_What to do_: Starting at the line with "LGTM! If you're" and going on through the line with "Looks good!!", reproduce each line in the records below exactly and nothing more.

======== Data to examine ========

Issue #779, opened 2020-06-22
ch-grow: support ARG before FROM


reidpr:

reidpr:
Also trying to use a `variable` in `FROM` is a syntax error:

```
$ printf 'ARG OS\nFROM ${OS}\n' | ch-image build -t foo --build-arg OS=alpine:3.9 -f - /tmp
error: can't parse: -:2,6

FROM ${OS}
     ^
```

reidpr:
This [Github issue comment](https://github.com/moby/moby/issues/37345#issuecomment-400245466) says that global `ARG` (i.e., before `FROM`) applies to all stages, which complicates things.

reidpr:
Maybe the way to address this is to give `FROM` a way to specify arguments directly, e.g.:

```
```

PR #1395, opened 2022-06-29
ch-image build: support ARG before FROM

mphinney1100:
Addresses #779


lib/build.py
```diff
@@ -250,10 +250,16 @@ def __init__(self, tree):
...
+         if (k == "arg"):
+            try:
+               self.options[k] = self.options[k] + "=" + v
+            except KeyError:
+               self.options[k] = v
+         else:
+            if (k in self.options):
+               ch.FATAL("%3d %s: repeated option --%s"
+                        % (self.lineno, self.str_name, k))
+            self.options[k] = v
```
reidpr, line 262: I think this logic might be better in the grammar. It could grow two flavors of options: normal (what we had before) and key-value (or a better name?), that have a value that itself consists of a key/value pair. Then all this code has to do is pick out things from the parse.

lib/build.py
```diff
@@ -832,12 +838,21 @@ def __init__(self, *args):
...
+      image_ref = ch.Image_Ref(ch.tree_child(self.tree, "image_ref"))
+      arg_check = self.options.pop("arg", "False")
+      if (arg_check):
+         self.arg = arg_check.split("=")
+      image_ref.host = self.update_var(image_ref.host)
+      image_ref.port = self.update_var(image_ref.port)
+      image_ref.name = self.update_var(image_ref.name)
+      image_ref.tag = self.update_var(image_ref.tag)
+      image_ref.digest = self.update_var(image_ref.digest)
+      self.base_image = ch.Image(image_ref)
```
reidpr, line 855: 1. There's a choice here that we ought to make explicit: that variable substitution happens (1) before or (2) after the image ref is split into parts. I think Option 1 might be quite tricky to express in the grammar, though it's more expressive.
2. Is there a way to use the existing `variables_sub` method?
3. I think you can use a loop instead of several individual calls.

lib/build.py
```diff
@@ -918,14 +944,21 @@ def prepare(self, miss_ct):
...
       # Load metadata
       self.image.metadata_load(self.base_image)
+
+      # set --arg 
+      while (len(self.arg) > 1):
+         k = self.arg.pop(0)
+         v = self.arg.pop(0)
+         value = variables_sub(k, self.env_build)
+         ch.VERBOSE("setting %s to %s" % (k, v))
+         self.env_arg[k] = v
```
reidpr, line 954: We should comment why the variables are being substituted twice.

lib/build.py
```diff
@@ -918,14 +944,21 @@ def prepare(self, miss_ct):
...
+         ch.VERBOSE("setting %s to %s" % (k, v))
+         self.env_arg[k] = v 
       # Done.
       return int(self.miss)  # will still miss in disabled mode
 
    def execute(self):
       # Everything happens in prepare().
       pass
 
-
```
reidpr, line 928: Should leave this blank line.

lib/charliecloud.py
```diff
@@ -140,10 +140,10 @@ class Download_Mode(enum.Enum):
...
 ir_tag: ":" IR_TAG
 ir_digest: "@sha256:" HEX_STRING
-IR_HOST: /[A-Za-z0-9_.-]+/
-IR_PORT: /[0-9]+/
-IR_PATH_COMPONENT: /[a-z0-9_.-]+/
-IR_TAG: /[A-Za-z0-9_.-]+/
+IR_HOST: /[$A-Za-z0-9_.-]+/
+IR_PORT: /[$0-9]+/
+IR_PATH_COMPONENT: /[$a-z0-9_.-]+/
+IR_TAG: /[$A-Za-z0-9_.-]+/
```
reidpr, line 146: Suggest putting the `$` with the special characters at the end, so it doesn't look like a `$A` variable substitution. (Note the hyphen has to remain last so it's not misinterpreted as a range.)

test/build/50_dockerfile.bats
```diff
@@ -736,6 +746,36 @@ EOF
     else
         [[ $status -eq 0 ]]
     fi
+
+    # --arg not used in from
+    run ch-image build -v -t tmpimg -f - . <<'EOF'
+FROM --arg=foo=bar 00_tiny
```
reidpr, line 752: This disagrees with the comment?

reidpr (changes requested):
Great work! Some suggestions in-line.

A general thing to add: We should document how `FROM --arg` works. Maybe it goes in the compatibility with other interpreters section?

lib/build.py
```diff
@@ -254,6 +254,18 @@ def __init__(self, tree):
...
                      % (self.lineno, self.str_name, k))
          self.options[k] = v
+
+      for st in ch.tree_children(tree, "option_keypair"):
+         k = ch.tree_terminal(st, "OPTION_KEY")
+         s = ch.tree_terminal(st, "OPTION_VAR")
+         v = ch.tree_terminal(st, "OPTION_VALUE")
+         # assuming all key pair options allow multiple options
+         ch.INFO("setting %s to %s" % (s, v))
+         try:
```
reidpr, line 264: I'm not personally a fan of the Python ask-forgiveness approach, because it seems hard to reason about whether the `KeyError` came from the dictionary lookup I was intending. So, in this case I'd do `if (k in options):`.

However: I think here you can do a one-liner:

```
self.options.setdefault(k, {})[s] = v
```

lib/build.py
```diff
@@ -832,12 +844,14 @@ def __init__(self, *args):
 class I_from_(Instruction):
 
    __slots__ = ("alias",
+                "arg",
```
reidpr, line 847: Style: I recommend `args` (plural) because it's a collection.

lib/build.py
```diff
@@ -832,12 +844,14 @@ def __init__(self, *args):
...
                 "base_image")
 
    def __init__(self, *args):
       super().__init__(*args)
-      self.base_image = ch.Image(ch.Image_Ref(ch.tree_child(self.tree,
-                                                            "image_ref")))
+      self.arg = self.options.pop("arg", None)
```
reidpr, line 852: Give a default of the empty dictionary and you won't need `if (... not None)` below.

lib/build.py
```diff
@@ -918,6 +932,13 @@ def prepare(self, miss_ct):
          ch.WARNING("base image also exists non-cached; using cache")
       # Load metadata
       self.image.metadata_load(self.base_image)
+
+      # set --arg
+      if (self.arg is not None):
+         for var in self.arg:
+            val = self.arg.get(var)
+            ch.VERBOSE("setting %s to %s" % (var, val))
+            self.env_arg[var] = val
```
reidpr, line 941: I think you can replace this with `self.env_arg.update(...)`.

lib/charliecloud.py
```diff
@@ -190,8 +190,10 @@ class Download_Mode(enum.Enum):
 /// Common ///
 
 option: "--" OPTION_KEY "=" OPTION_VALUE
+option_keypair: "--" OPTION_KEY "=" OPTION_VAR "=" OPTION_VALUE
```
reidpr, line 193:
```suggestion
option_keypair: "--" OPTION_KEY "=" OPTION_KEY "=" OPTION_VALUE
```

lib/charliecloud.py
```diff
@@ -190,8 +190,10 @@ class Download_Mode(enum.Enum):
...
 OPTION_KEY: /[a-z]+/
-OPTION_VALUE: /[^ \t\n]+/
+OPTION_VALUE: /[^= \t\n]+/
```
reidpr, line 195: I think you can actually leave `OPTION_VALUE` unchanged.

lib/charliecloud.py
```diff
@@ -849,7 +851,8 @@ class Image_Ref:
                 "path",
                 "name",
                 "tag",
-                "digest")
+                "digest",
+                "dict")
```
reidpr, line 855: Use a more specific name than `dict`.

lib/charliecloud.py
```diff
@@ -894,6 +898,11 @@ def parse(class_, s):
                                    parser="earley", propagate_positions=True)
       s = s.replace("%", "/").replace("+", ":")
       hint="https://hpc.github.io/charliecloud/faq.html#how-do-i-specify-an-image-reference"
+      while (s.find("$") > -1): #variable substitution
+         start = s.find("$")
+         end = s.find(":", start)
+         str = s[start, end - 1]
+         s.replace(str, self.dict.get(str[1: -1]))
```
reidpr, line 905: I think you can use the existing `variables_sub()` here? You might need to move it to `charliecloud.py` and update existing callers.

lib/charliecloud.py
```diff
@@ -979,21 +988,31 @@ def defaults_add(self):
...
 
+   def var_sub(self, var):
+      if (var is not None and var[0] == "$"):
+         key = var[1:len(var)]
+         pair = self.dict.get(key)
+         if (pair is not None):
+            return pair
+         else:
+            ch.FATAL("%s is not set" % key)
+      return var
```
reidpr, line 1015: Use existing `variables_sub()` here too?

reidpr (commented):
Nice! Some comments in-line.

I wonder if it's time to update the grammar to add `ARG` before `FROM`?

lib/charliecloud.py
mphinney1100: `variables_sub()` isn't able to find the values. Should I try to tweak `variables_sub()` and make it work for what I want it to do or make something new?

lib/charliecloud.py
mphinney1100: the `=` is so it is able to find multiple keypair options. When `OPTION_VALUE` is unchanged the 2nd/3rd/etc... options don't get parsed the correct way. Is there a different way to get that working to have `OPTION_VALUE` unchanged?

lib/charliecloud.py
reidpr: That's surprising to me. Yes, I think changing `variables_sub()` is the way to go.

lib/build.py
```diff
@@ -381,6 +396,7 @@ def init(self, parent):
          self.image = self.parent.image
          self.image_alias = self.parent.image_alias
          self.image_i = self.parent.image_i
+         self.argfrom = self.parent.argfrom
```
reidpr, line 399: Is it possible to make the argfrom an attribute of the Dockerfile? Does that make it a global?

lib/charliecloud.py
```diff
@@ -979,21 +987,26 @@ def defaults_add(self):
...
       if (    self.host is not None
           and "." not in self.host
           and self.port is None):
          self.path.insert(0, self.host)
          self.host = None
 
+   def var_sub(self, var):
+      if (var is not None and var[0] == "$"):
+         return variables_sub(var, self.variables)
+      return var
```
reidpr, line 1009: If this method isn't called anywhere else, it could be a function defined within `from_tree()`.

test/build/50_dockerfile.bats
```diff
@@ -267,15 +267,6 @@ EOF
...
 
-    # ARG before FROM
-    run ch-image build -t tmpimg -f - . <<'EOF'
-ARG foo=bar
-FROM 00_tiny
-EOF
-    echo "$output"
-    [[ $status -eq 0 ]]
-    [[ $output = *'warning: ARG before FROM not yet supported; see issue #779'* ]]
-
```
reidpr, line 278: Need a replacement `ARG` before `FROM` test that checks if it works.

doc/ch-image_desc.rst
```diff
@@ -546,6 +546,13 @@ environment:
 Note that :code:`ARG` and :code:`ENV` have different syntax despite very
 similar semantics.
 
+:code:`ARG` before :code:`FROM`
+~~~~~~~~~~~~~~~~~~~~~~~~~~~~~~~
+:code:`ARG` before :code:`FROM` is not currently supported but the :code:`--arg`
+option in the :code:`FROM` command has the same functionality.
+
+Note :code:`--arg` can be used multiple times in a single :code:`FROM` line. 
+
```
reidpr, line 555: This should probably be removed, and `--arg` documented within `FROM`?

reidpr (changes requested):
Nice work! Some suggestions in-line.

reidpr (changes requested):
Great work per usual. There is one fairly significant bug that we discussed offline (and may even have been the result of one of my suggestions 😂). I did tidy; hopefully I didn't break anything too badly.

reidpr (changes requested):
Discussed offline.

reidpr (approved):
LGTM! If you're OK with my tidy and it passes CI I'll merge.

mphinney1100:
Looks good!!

========
======== Data to examine ========

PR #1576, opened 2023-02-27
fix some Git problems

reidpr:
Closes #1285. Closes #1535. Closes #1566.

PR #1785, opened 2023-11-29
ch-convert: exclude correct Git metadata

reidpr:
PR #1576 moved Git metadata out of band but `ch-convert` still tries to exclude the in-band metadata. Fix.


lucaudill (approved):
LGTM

========

_Solution for this task_:
LGTM! If you're OK with my tidy and it passes CI I'll merge.

mphinney1100:
Looks good!!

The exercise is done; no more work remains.